However, it is for that exact reason that you must familiarise yourself with the political landscape. Because in all that ugliness, the beauty of the human mind will always shine through. By being politically aware, the decisions you make will be better informed, and thus have a higher chance of having a positive effect on not only yourself but your family and community as well.

So how can we be politically conscious?

Here is Anastasia Kuatkhina, creative director of sustainable fashion company Maison Magenta.

ANASTASIA KUATKHINA: I think politics worldwide apply propaganda. Uh to be politically responsible in return is not to necessarily act as we are told. Apply critical thinking. Do not accept the information presented to you as credible. Really think about what other motives, agenda and gains that could be, read up on the subject in question before imposing the view that was broadcast in mainstream media. Ask questions and seek primary sources such as directly asking uh people from the relevant area in question. The worst actions politically I have noticed lately is people thoughtlessly reposting news on Instagram, spreading hate, provoking people to choose a side. When there are no winning sides, everybody is entitled to their own opinion. Also, one can be politically responsible by participating in aid without feeling the need to record it for social media.

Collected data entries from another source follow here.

PR #1687, opened 2025-12-30
fix(protocol-contracts): add indexed parameters to staking events (N-05)

melanciani:
Note: I've only added indexes to `address` parameters

### DIFF
--- a/protocol-contracts/staking/contracts/OperatorRewarder.sol
+++ b/protocol-contracts/staking/contracts/OperatorRewarder.sol
@@ -40,7 +40,7 @@ contract OperatorRewarder {
      * @param oldBeneficiary The previous beneficiary address.
      * @param newBeneficiary The new beneficiary address.
      */
-    event BeneficiaryTransferred(address oldBeneficiary, address newBeneficiary);
+    event BeneficiaryTransferred(address indexed oldBeneficiary, address indexed newBeneficiary);
 
     /// @notice Emitted when the contract is shut down.
     event Shutdown();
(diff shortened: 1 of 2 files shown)


protocol-contracts/staking/contracts/OperatorRewarder.sol
```diff
@@ -36,19 +36,19 @@ contract OperatorRewarder {
...
     /// @notice Emitted when the beneficiary is transferred.
-    event BeneficiaryTransferred(address oldBeneficiary, address newBeneficiary);
+    event BeneficiaryTransferred(address indexed oldBeneficiary, address indexed newBeneficiary);
 
     /// @notice Emitted when the contract is shut down.
     event Shutdown();
 
     /// @notice Emitted when the maximum fee is updated.
-    event MaxFeeUpdated(uint16 oldFee, uint16 newFee);
+    event MaxFeeUpdated(uint16 indexed oldFee, uint16 indexed newFee);
```
jatZama, line 54: Do we really need to index fees arguments? I think it would make more sense to only index addresses in those events, since indexed arguments increase gas, and I am not entirely sure it makes sense to filter on fees, but it might make sense because these events (MaxFeeUpdated and FeeUpdated) should be rarely emitted, so you might keep them indexed, no strong opinion here.

melanciani: I also wasn't sure indeed but did it as this is what was recommended. If we feel there is no big benefit maybe it's better not to index them indeed

I behind the rationale behind this change is that these events are related to important configuration function that won't be often used indeed

melanciani: I removed the non-addresses ones

jatZama (approved):

PR #1688, opened 2025-12-30
fix(protocol-contracts): add named parameters to staking mappings (N-01)

melanciani:
Add named parameters to mapping declarations in OperatorRewarder and OperatorStaking contracts for improved code readability (Solidity 0.8.18+ feature).

### DIFF
--- a/protocol-contracts/staking/contracts/OperatorRewarder.sol
+++ b/protocol-contracts/staking/contracts/OperatorRewarder.sol
@@ -32,7 +32,7 @@ contract OperatorRewarder {
     uint256 private _lastClaimTotalAssetsPlusPaidRewards;
     uint256 private _totalRewardsPaid;
     int256 private _totalVirtualRewardsPaid;
-    mapping(address account => int256 rewardsPaid) private _rewardsPaid;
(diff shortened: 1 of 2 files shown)


jatZama (dismissed):

protocol-contracts/staking/contracts/OperatorRewarder.sol
```diff
@@ -32,8 +32,8 @@ contract OperatorRewarder {
     uint256 private _lastClaimTotalAssetsPlusPaidRewards;
     uint256 private _totalRewardsPaid;
     int256 private _totalVirtualRewardsPaid;
-    mapping(address => int256) private _rewardsPaid;
-    mapping(address => address) private _authorizedClaimers;
+    mapping(address account => int256 rewardsPaid) private _rewardsPaid;
```
jatZama: Wdyt of replacing the `account` key name here with `receiver` for clarity?
And for the same reason, you would replace the `account` argument of the `claimRewards` function below with `receiver`? It seems more explicit.

melanciani: yes good idea, done !

jatZama (approved):

PR #1689, opened 2025-12-30
fix(protocol-contracts): remove unused function parameters in staking (N-04)

melanciani:
Remove unused first parameter from `pendingRedeemRequest` and `claimableRedeemRequest` functions in OperatorStaking contract.


jatZama (approved):
I approve, since we no longer plan to follow the async vault standard, same as for the event update, but do not forget to update the front-end here as well.

PR #1691, opened 2025-12-30
fix(protocol-contracts): skip zero-amount stake/unstake operations (N-08)

melanciani:
NOTE: as opposed to the audit report, I introduced a revert in `unstake` instead of an early return like in `stake` because it is unclear what releaseTime we should consider then. We'll first need to confirm this with auditors

- Add early return for zero-amount stake in ProtocolStaking
- Add revert with ZeroUnstakeAmount error for zero-amount unstake in ProtocolStaking  
- Add revert with NoAssetsToWithdraw error in OperatorStaking.requestRedeem when no assets to withdraw
- Add tests for new behaviors

### DIFF
--- a/protocol-contracts/staking/contracts/OperatorStaking.sol
+++ b/protocol-contracts/staking/contracts/OperatorStaking.sol
@@ -75,6 +75,9 @@ contract OperatorStaking is ERC1363Upgradeable, ReentrancyGuardTransient, UUPSUp
     /// @dev Thrown when the controller address is not valid (e.g., zero address).
     error InvalidController();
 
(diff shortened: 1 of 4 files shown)


arr00:
This introduces a bug, and I recommend against taking this approach.

https://github.com/zama-ai/fhevm/blob/b8d5b24386bf859e2dd65920e9a5c5f1636f372e/protocol-contracts/staking/contracts/OperatorStaking.sol#L197

The line linked above makes it so that if there are excess funds in the `OperatorStaking` contract over the requested redemption, they must be restaked via `stakeExcess`.

melanciani:
we believe that addressing the issue does more harm than good, let's close the PR

PR #1692, opened 2025-12-30
fix(coprocessor): db migration, improve indexing for sns worker fetching work

rudy-6-4:


rudy-6-4:
This is to support
```sql
SELECT a.*, c.ciphertext
        FROM pbs_computations a
        JOIN ciphertexts c 
        ON a.handle = c.handle
        WHERE c.ciphertext IS NOT NULL
        AND a.is_completed = FALSE
        ORDER BY a.created_at {}
        FOR UPDATE SKIP LOCKED
        LIMIT $1;
```

antoniupop (approved):

PR #1693, opened 2025-12-30
fix(coprocessor): host-listener, always picking 1 past chain for connexity across block

rudy-6-4:
…


rudy-6-4:
no longer relevant

PR #1696, opened 2025-12-31
feat(coprocessor): add mechanism to release dependence chains when no progress

antoniupop:


coprocessor/fhevm-engine/host-listener/src/database/dependence_chains.rs
```diff
@@ -21,6 +21,7 @@ struct Transaction {
     output_tx: HashSet<TransactionHash>,
     linear_chain: TransactionHash,
     size: usize,
+    tx_topo_oder_in_block: usize,
```
rudy-6-4: Typo oder

coprocessor/fhevm-engine/host-listener/src/database/dependence_chains.rs
```diff
@@ -469,6 +474,9 @@ pub async fn dependence_chains(
         let tx_hash = log.transaction_hash.unwrap_or_default();
         if let Some(tx) = txs.get(&tx_hash) {
             log.dependence_chain = tx.linear_chain;
+            log.block_timestamp = log.block_timestamp.saturating_add(
+                time::Duration::microseconds(tx.tx_topo_oder_in_block as i64),
+            );
```
rudy-6-4: Isn't it the same as before_size the same in last_updated_at ? We could keep just one of the 2 ?

antoniupop: I might have misunderstood - but this doesn't seem to work, I get the same timestamps so probably that evaluates to 0 all the time. If it's the same as last_updated_at, then we should reuse indeed - Can you please do the switch?

coprocessor/fhevm-engine/host-listener/src/database/dependence_chains.rs
antoniupop: Looks like I can't spell anymore - I'll fix these tomorrow :+1:

coprocessor/fhevm-engine/host-listener/src/database/dependence_chains.rs
rudy-6-4: offset 0 should be on new chain with no dependency inside the same block. (where you could have 0 with the top order)

antoniupop: Yes - I was trying to have each Tx in block ordered with an offset so we take them in a schedulable order.

If we have e.g. 200 tx in a block and they're all dependent, then if we take less than 200 in a batch, we can deadlock if we don't get the head of the chain by chance. That happened on testnet (which is why batch size is now set to 400, which is not ideal).

coprocessor/fhevm-engine/host-listener/src/database/dependence_chains.rs
```diff
@@ -235,10 +237,13 @@ fn topological_order(ordered_txs: &mut Vec<Transaction>) {
     }
     ordered_txs.clear();
     debug!("Reordered txs: {:?}", reordered);
+    let mut topo_order_position = 0;
     for tx_hash in reordered.iter() {
-        let Some(tx) = txs.remove(tx_hash) else {
+        let Some(mut tx) = txs.remove(tx_hash) else {
             continue;
         };
+        tx.tx_topo_oder_in_block = topo_order_position;
```
rudy-6-4: on force un ordre entre transaction des chaines independantes, si un worker en prend plusieurs ça pourrait limiter le parallelisme entre les 2 chaines ?

rudy-6-4: tx.before_size est directement utilisable ici pour faire quelque chose d'équivalent (compte la chaine de dependence minimal pour atteindre la tx)

coprocessor/fhevm-engine/tfhe-worker/src/dependence_chain.rs
```diff
@@ -268,13 +270,18 @@ impl LockMngr {
...
+            // released from others in the same block.
+            let update_at = update_at.saturating_add(time::Duration::microseconds(1));
+            sqlx::query!(
             r#"
             UPDATE dependence_chain
             SET
                 worker_id = NULL,
                 lock_acquired_at = NULL,
                 lock_expires_at = NULL,
+                last_updated_at = $4::timestamp,
```
rudy-6-4, line 281: that field is supposed to be write-only for the host listener

rudy-6-4: is it safe (for worker side, HL doesn't care) that the worker overwrites a freshly updated value by HL ?

antoniupop: This is only written to if the worker found uncompleted computations in the chain, but it couldn't execute them. If that's the case, the HL will not have written a new value. Ideally the value written should be consistent between the two (created_at of the earliest un-executed computation in the chain and last_updated_at in dep_chain)

coprocessor/fhevm-engine/host-listener/src/database/dependence_chains.rs
antoniupop: We only try to force the order in which computations are fetched from DB, not executed. If we fetch in a different order we're guaranteed to be at best as good as this order, but often we'll fetch uncomputable computations because we don't fetch in an order that's computable.

antoniupop: If tx.before_size is usable, then sure - we just need to propagate this to the DB in computations

coprocessor/fhevm-engine/tfhe-worker/src/tfhe_worker.rs
```diff
@@ -487,17 +488,14 @@ WHERE c.transaction_id IN (
                     inputs,
                     is_allowed: w.is_allowed,
                 });
-                if w.created_at < earliest_created_at {
-                    earliest_created_at = w.created_at;
-                }
             }
```
antoniupop, line 488: I don't think we can drop the update of the earliest as the query is not guaranteed to return elements in order. The order by clause is only on the inner select that selects the transaction set.

coprocessor/fhevm-engine/host-listener/src/database/dependence_chains.rs
```diff
@@ -132,11 +133,31 @@ async fn fill_tx_dependence_maps(
...
+                        let mut h = HashSet::new();
+                        h.insert(tx.tx_hash);
+                        h
+                    });
             } else if let Some(dep_tx_hash) =
                 past_chains.write().await.get(input_handle)
             {
                 // extra block, this is directly a chain hash
                 tx.input_tx.insert(*dep_tx_hash);
+                used_txs_chains
```
rudy-6-4, line 151: how is it different from txs.get(dep_hash).output_tx set ?
txA.output_tx is all other tx using txA ?

rudy-6-4: ok it needs to be mutable after

rudy-6-4 (approved):

PR #1698, opened 2025-12-31
chore(kms-connector): simplify config parsing

eudelins-zama:
Refacto of the config parsing.

Removed the `RawConfig` deserialization step which was then "parsed" into the final `Config` struct.
Now, the `Config` is directly deserialized and validated using `serde_with` annotation.
It avoids having to update multiple files when we want to add a new field in the config.


dartdart26 (approved):
Nice!

eudelins-zama:
@mergifyio queue

PR #1715, opened 2026-01-05
fix(coprocessor): add missing indexes on verify_proofs and dependence_chain tables

antoniupop:


melanciani:
typo in the title !

coprocessor/fhevm-engine/db-migration/migrations/20260105120000_dependence_chain_proofs_indexing.sql
```diff
@@ -0,0 +1,23 @@
+--- Improve indexing for verify_proofs table
+
+CREATE INDEX IF NOT EXISTS idx_verify_proofs_verified_not_null
+ON verify_proofs (retry_count)
+WHERE verified IS NOT NULL;
+
+CREATE INDEX IF NOT EXISTS idx_verify_proofs_verified_null
+ON verify_proofs (zk_proof_id)
+WHERE verified IS NULL;
```
dartdart26: Which query is this targeting? `zk_proof_id` is a primary key, no? I mean do we need this additional index?

dartdart26 (commented):
Looks good! I just have a question re `idx_verify_proofs_verified_null` and whether we actually need it.

coprocessor/fhevm-engine/db-migration/migrations/20260105120000_dependence_chain_proofs_indexing.sql
antoniupop: It's for the 2 queries that filter by `verified is null` which should be more efficient (but I may very well be wrong - maybe an index on `verify_proos(verified) where verified is null` is what we want...

dartdart26: But I guess we need an index on `verified`, no?

dartdart26: I guess we want to drop this index then:

```CREATE INDEX IF NOT EXISTS idx_verify_proofs_verified_retry ON verify_proofs(verified, retry_count, zk_proof_id);```

Do you know which query has a sequential scan?

Comment (dartdart26) [reply coprocessor/fhevm-engine/db-migration/migrations/20260105120000_dependence_chain_proofs_indexing.sql]: I am looking at it deeper, let's chat about it tomorrow.

File: coprocessor/fhevm-engine/db-migration/migrations/20260105120000_dependence_chain_proofs_indexing.sql [hunk 2]
```diff
@@ -0,0 +1,23 @@
+--- Improve indexing for verify_proofs table
+
+CREATE INDEX IF NOT EXISTS idx_verify_proofs_verified_not_null
+ON verify_proofs (retry_count)
+WHERE verified IS NOT NULL;
```
dartdart26: We do have this query too:

```
 "DELETE FROM verify_proofs WHERE retry_count >= $1",
```

So maybe we can omit `WHERE verified IS NOT NULL`?

rudy-6-4 (dismissed):

coprocessor/fhevm-engine/db-migration/migrations/20260105120000_dependence_chain_proofs_indexing.sql
antoniupop: Oh yes that may be better then

coprocessor/fhevm-engine/db-migration/migrations/20260105120000_dependence_chain_proofs_indexing.sql
antoniupop: I removed it for now.

coprocessor/fhevm-engine/db-migration/migrations/20260105120000_dependence_chain_proofs_indexing.sql
antoniupop: Done

dartdart26 (approved):
Looks good!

This way, your actions and motives would be much more pure and politically responsible.

(Back to host)

Our first book is from Professor Lewis R. Gordon, who is the Head of the Department of ​Philosophy at the University of Connecticut in the US, Visiting Professor ​of Philosophy at the University of Johannesburg in South Africa, and ​Honorary President of the Global Center for Advanced Studies.

His book Fear of Black Consciousness explores contemporary racism and the long historical movement from black consciousness with a lower-case “b” to capital “B” Black consciousness, an active and more liberatory mentality that sees through the lies of white supremacy and works to build a better and more democratic society. Gordon examines these weighty topics through sustained readings of popular film and culture, including Jordan Peele’s Get Out and Ryan Coogler’s Black Panther. Professor Gordon was amazing to speak to, hence here is a part of our conversation but find the full interview on www.howtobe247.com or on the YouTube channel.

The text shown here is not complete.